*Requirement*: Find the string "subplots" in the records. Copy each line that has it.
==== Data for this task
PR #8098, opened 2015-03-20
Remove image resizer

ghost:
This PR removes the image resizer for images. Removing the resizer helps a lot to solve the image overflow issue in #7701. Related PR: #8062.

Before:
screenshot from 2015-03-20 10 48 02

After:

screenshot from 2015-03-20 10 49 48

### DIFF
--- a/IPython/html/static/notebook/js/outputarea.js
+++ b/IPython/html/static/notebook/js/outputarea.js
@@ -661,12 +661,6 @@ define([
             .width(width)
             .height(height);
 
-        // The jQuery resize handlers don't seem to work on the svg element.
-        // When the svg renders completely, measure it's size and set the parent
-        // div to that size.  Then set the svg to 100% the size of the parent
-        // div and make the parent div resizable.  
-        this._dblclick_to_reset_size(svg_area, true, false);
-
         svg_area.append(svg);
         toinsert.append(svg_area);
         element.append(toinsert);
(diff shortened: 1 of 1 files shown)


jdfreder:
-1 because I like this feature.

rsmith31415:
I don't have anything against this feature but it is causing significant issues and preventing us from implementing solutions that are trivial CSS fixes (e.g. something like [this](https://github.com/ipython/ipython/compare/master...rsmith31415:css-fix-width-images)  as a fix to #7701).

Furthermore, the current jquery-ui `.resizer` is not responsive-friendly, so we can't have a fully responsive (or even fluid) layout. That is by far the more important consideration in terms of user experience and as a foundation to prevent more related issues.

Finally, the resizer (I think) is not widely used or even easily recognized. Its removal is not likely to disrupt the workflow of users. Actually, I would worry about excessively using the resizer to obtain larger images instead of doing it programmatically.

minrk:
We are going to merge all the things - remove resize, add simpler 'expand to original' from #8062, *and* scroll the output_subarea on overflow.

cancan101:
Given that the resize handle is now gone, how do I make the image render larger? I am trying this and it does not seem to work:
```
current = %config InlineBackend.rc
current['figure.figsize'] = (9,6)
%config InlineBackend.rc = current
```

rsmith31415:
@cancan101 

I think this is a question related to matplotlib. You can simply use:

```
import matplotlib
%matplotlib inline

matplotlib.rcParams['figure.figsize'] = (12,9)
```

cancan101:
That seems to work. What then does `InlineBackend.rc['figure.figsize']` even mean?

Carreau:
that tells the default size for the figure when using inline figures with
matplotlib.

cancan101:
I have `%matplotlib inline` set and am plotting using:
```
    import matplotlib.pyplot as plt
    plt.imshow(img)
```
and `InlineBackend.rc['figure.figsize']` does not seem to do anything.

Carreau:
you can try :

   import matplotlib
  matplotlib.rcParams['figure.figsize'] = [sizex, sizey]

but anyway the better way to do it is to learn the OO way of matplotlib.

cancan101:
OO way?

Carreau:
Object oriented. Create figure and axis references and manipute them. 

```
%matplotlib inline
import matplotlib.pyplot as plt
fig, ax = plt.subplots(1,1)
fig.set_figwidth(7)
fig.set_figheight(11)
ax.plot(range(10))
```

rsmith31415:
If I understood @cancan101 's question correctly, I think he wants to set the image size for all figures in the notebook. Otherwise, there is no need to be manipulating global variables.

By the way, it is easier to do this:

```
fig, ax = plt.subplots(figsize=(7,11))
ax.plot(range(10))
```

robcross:
I really really miss the resizer!!!

Changing the figsize is NOT alternative to the resize handle. 

```python
fig, ax = plt.subplots(figsize=(8,10))
ax.plot(range(10))
plt.show()

fig, ax = plt.subplots(figsize=(4,5))
ax.plot(range(10))
plt.show()
```

The font size and line widths are the same, but the plot is twice as big. When I'm trying to make publication ready figures, it is nice so set the figsize that will put the text in proportion with the plot, and use the resize handle to get a closer look.

Is there another solution to quickly and easily scale figures? Like actually scale everything? Or do I have to output to a file and view it from there now?

PR #8100, opened 2015-03-20
fixes for parallel caused by recent PRs

minrk:
- #7798 turned some bytes into memoryviews, causing a few copy calls to fail, since memoryviews are not copyable by default.
- #7708 caught a few unnecessary intiial assignments (that probably predated traitlets) in the launchers that can be removed.


Carreau:
+1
========
*Task output*:
fig, ax = plt.subplots(1,1)
fig, ax = plt.subplots(figsize=(7,11))
fig, ax = plt.subplots(figsize=(8,10))
fig, ax = plt.subplots(figsize=(4,5))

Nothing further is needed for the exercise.